# What age did you start masturbating at? [if you do]



## Coldplayer (Jun 29, 2011)

Just curious. I honestly didn't _really_ know what it was until my first year of college [17/18]. A friend of mine told me she became good friends with her shower head when she was 8 which was eye opening for me. I knew what sex was and I did used to try to watch Skinemax and late night HBO but it just wasn't easily accessible and I shared a room growing up so it was just something I never did... plus the whole guilty stigma hindered me from trying... and my ego... as far I was concerned... why masturbate when I could just go have sex if I wanted to? I actually do still feel kind of lame and guilty admitting to doing it... I need to grow up. Im getting there...

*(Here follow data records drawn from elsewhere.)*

PR #46, opened 2019-10-01
Travis and Appraisal changes

kbrock:
- Added definitions for active record 5.2 and 6.0
- Upgraded gemfiles to be more similar to other projects.
- Alphabetized the list of services and gems
- updated the versions of dependent gems


.travis.yml
```diff
@@ -1,20 +1,26 @@
 ---
+sudo: false
 language: ruby
 cache: bundler
 rvm:
-- 2.4.1
-- 2.5.3
+- 2.4.6
```
NickLaMuro: > test against latest versions of gems 

... and rubies :trollface:

.travis.yml
```diff
@@ -13,14 +13,14 @@ env:
 - DB=pg
 - DB=sqlite3
 gemfile:
-- gemfiles/virtual_attributes_50.gemfile
-- gemfiles/virtual_attributes_51.gemfile
-#- gemfiles/virtual_attributes_52.gemfile
-#- gemfiles/virtual_attributes_60.gemfile
+- gemfiles/gemfile_50.gemfile
```
NickLaMuro: No where to put this, but there is a typo in your commit message:

> So it is easier ff they all are basically the same with the same file
> names.

`s/ff/if/`

.travis.yml
kbrock: sigh... thanks

kbrock: well, feels like this has been in the works since 2.5.3 was the latest

NickLaMuro: @kbrock I was commenting on the fact that your commit message said "test against latest versions of gems", but you are also updating the versions of ruby you are testing against.

Again, just trolling.

PR #47, opened 2019-10-02
Put version check around calculate monkey patch

kbrock:
In code, mark this monkey patch as an pre ActiveRecord 5.0 only patch.

1. Make the version of active record that we are patching more explicit
2. Add tests to properly test this code.
3. Remove code that does the same conversion twice

- [x] https://travis-ci.org/kbrock/manageiq-cross_repo/builds/596266507


kbrock:
I'm happy with the new changes:

- added tests for `includes().count` (very common case and made controllers fail)
- added tests for `sum(virtual_attribute)` (wasn't tested)
- put version check around `calculate` tests - detected problem with my first bad monkey patch
- removed duplicate code that converted virtual attribute to arel.

PR #49, opened 2019-10-07
[WIP] stubs to sanity check queries

kbrock:
`STUBS=true bundle exec rspec/simple_spec.rb`

this shows how things work using the model without virtual attributes.

You can also go into the `bin/console` to see how the models behave with default rails behaviors


kbrock:
WIP: I will keep using this
but not sure if it belongs in the main repo

kbrock:
looks like this will just live locally in my little world

PR #52, opened 2019-10-16
Rewrite virtual_total attribute_arel

kbrock:
There are a number of places in miq where using a `virtual_total` would simplify our code base. But those spots required that `virtual_total` works with `has_many :through`

This adds support for a `virtual_total` with a relation that uses one or more `:through => model`.

### before

manually construct the arel for `virtual_total` attributes.
This required that we know a lot about scopes, `join_keys`, and other edge cases.

We also were not able to handle the edge case of having `:through => :model`

### after

Let Active Record construct the arel for `virtual_total` attributes. We then tweak the arel by remove the primary table from the sub query since the table is already in our primary query.

We now support any relation that rails supports, since we are letting rails do the work for us

- [ ] https://travis-ci.org/kbrock/manageiq-cross_repo/builds/600719235
- [ ] https://github.com/ManageIQ/manageiq/pull/19410 fix manageiq

### DIFF
--- a/lib/active_record/virtual_attributes/virtual_total.rb
+++ b/lib/active_record/virtual_attributes/virtual_total.rb
@@ -99,15 +99,18 @@ module VirtualAttributes
 
       def virtual_aggregate_arel(reflection, method_name, column)
         return unless reflection && reflection.macro == :has_many && !reflection.options[:through]
+
+        # need db access for the reflection join_keys, so delaying all this key lookup until call time
         lambda do |t|
+          # query: SELECT * FROM foreign_table
           query = if reflection.scope
                     reflection.klass.instance_exec(nil, &reflection.scope)
                   else
                     reflection.klass.all
                   end
 
+          # query: SELECT * FROM foreign_table [WHERE main_table.id = foreign_table.id]
           foreign_table = reflection.klass.arel_table
-          # need db access for the keys, so delaying all this lookup until call time
           if ActiveRecord.version.to_s >= "5.1"
             join_keys = reflection.join_keys
           else
@@ -115,6 +118,8 @@ module VirtualAttributes
           end
           query       = query.except(:order).where(t[join_keys.foreign_key].eq(foreign_table[join_keys.key]))
 
+
+          # query: [SELECT COUNT(*)] FROM foreign_table WHERE main_table.id = foreign_table.id
           arel_column = if method_name == :size
                           Arel.star.count
                         else
@@ -122,7 +127,10 @@ module VirtualAttributes
                         end
           query       = query.select(arel_column)
 
-          t.grouping(Arel::Nodes::SqlLiteral.new(query.to_sql))
+          sql         = query.to_sql
+
+          # add () around query
+          t.grouping(Arel::Nodes::SqlLiteral.new(sql))
         end
       end
     end
--- a/lib/active_record/virtual_attributes/virtual_total.rb
+++ b/lib/active_record/virtual_attributes/virtual_total.rb
@@ -102,6 +102,13 @@ module VirtualAttributes
 
         # need db access for the reflection join_keys, so delaying all this key lookup until call time
         lambda do |t|
+          # arel_column: COUNT(*)
+          arel_column = if method_name == :size
+                          Arel.star.count
+                        else
+                          reflection.klass.arel_attribute(column).send(method_name)
+                        end
+
           # query: SELECT * FROM foreign_table
           query = if reflection.scope
                     reflection.klass.instance_exec(nil, &reflection.scope)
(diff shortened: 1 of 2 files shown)


lib/active_record/virtual_attributes/virtual_total.rb
```diff
@@ -98,31 +98,36 @@ def define_virtual_aggregate_method(name, relation, method_name, column)
...
-          arel_column = if method_name == :size
-                          Arel.star.count
-                        else
-                          reflection.klass.arel_attribute(column).send(method_name)
-                        end
-          query       = query.select(arel_column)
-
-          t.grouping(Arel::Nodes::SqlLiteral.new(query.to_sql))
+          # arel_column: COUNT(*)
+          arel_column = (column == Arel.star ? column : reflection.klass.arel_attribute(column)).send(method_name)
```
kbrock: I wanted to call arel_attribute if column is a string or symbol, but `Arel.star.kind_of?(String)`

The goal of using `Arel.star` is to avoid the hardcoded logic here. (especially basing the column upon the method field)

skipping the `if` check essentially calls `reflection.klass.arel_attribute(Arel.star)` - which will call `count(table.*)` which is good on pg but fails in sqlite and mysql - and is not really what I was aiming for.

I'm very happy how passing `method_name` as `:count` works now. much better than passing `:size` and changing to `:count` here.

BUT this change is not necessary (it is the last commit) and I could remove it from this PR.
I just through since we are focusing on testing the counts here, it would make sense to have both changes together.

lib/active_record/virtual_attributes/virtual_total.rb
```diff
@@ -98,31 +98,36 @@ def define_virtual_aggregate_method(name, relation, method_name, column)
...
+          query            = relation_query.arel
+          bound_attributes = relation_query.bound_attributes
+
+          # algorithm:
+          # - remove main_table from this sub query. (it is already in the primary query)
+          # - move the foreign_table from the JOIN to the FROM clause
+          # - move the main_table.id = foreign_table.id from the ON clause to the WHERE clause
+
+          # query: SELECT COUNT(*) FROM main_table [ ] JOIN ...
+          join = query.source.right.shift
```
kbrock: I had wanted to comment here what was in `join` but I wasn't able to read it.

I outlined the algorithm a few lines above, and this basically just shows the algorithm working. But both together made it a little easier for me to follow.

Do I need to better explain WHY we are removing the `main_table` from the sub query that we are building?
When you see `sub query` is it obvious that this is the query we're building and the `main query` is actually an abstract bigger thing that is not part of this method?

lib/active_record/virtual_attributes/virtual_total.rb
```diff
@@ -109,26 +109,26 @@ def virtual_aggregate_arel(reflection, method_name, column)
...
+          # query: SELECT COUNT(*) FROM [foreign_table] JOIN ...
+          query.source.left = join.left
+          # query: SELECT COUNT(*) FROM foreign_table JOIN ... [WHERE main_table.id = foreign_table.id]
+          query.where(join.right.expr)
+
+          # convert bind variables from ? to actual values. otherwise, sql is incomplete
+          conn = connection
+          sql  = conn.unprepared_statement { conn.to_sql(query, bound_attributes) }
```
jrafanie: naive question... are `unprepared_statement` and `bound_attributes` public methods and work the same with rails 5.1, 5.2 and 6.0?

lib/active_record/virtual_attributes/virtual_total.rb
```diff
@@ -98,31 +98,40 @@ def define_virtual_aggregate_method(name, relation, method_name, column)
...
-          # need db access for the keys, so delaying all this lookup until call time
-          if ActiveRecord.version.to_s >= "5.1"
-            join_keys = reflection.join_keys
-          else
-            join_keys = reflection.join_keys(reflection.klass)
-          end
-          query       = query.except(:order).where(t[join_keys.foreign_key].eq(foreign_table[join_keys.key]))
+        return unless reflection && reflection.macro == :has_many
 
+        # need db access for the reflection join_keys, so delaying all this key lookup until call time
```
jrafanie: ❤️ Delayed `connection` calls are awesome...

jrafanie:
> * [ ]  https://travis-ci.org/kbrock/manageiq-cross_repo/builds/598861713
> * [ ]  [ManageIQ/manageiq#19410](https://github.com/ManageIQ/manageiq/pull/19410) fix manageiq

@kbrock does this need cross repo run?  The first link is broken on miq.

Does the second one depend on this or does this PR depend on the second one?

kbrock:
> ManageIQ/manageiq#19410 fix manageiq

That PR depends upon this.
That PR said an attribute is not sql friendly. This PR made the attribute sql friendly. So I changed that test to now know that the capabilities of the system have been improved

I updated the cross repo so it will test miq with that pr

lib/active_record/virtual_attributes/virtual_total.rb
kbrock: fixed

lib/active_record/virtual_attributes/virtual_total.rb
kbrock: This is taken from ActiveRecord `Relation#to_sql` as the official way to bind variables back into sql statements.

The `to_sql` statement (if you ignore moving code around) has been the same since before 4.0 and remains the same through 6.0.

thanks to @NickLaMuro for pointing me in the right direction here

PR #53, opened 2019-10-17
No longer hard code size method in arel generation

kbrock:
Creating the aggregate attribute arel has 2 paths: one for `size` and one for all others.
So there is no need to pass in a `method=size` and then later change the value to `count`.
Instead, passing in `method=count` and remove the `if` check.

The column itself is simpler. If it is an arel friendly column,
leave it as arel (checking `respond_to?(:count)`), otherwise convert
to an arel attribute


kbrock:
this conflicted after merging 52, now it is all set again

PR #54, opened 2019-11-12
virtual_total refactorings

kbrock:
This is pulled out of #15 

When attempting to come up with an agreement between #13 and #15 there are some common changes made.

These are the changes from that PR (well both to be honest) that do not change any results.


kbrock:
Not sure what code climate is complaining about. It is much more less complex to me
I will fix this issue later

PR #1015, opened 2024-07-19
Fix pages with single date inputs

aliuk2012:
The current implementation causes a lot of accessibility problems for screen readers as the screenreader does not have context as to what is being asked from the user. All it will read out is "Day", "Month", or "Year"  depending on which input has focus. We should be using IsPageHeading option so that a fieldset is placed around the date field but it also injects an h1 tag inside the fieldsets legend. A screen will then announce the legend to the user so the will have the question and hint

There was an accessibility issue reported as part of an assessment done late 2023 which read:

>Date input fields are not grouped with questions, so screen reader users may find it challenging to associate the date input field with the relevant question (test issue 1.3). This fails WCAG 2.2 success criterion 1.3.1 (A). We plan to fix this by 30/03 2024.

This commit should mean this issue is now fixed across the service.

# Context

# Changes in this PR

### Before
Screenshot 2024-07-18 at 16 19 06

### After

Its odd to think about sexually frustrated little kids, but I know its human instinct :laughing:

So...


----------



## CrabbyPaws (Mar 5, 2012)

I think I was about 10? I started puberty at 8/9 so it was only natural to have become sexually curious.


----------



## Autumn Raven (Jun 28, 2011)

I believe I was 6 or so.

But it never involved any sort of penetration, just external stimulation. I did it simply because it felt good.


----------



## Nomen Nescio (Feb 13, 2012)

I'm pretty sure I've been humping things since I was 5.


----------



## Chipps (Jun 1, 2011)

yea, i to was fairly young. at the time i had no idea what it was. maybe around 5/6 ish. Though, I think a lot of kids start younger. 








Feels good man.


----------



## Cover3 (Feb 2, 2011)

way late, to be honest I didn't even understand the phenomenon truly until probably first year of HS, I understood the motion, and had started to develop feelings for girls, but I didn't know you had to do it relatively fast to make it 'work', so this led to rather funny situations, let's just leave it at that xD.


----------



## AbioticPrime (Sep 1, 2011)

Autumn Raven said:


> I believe I was 6 or so.
> 
> But it never involved any sort of penetration, just external stimulation. I did it simply because it felt good.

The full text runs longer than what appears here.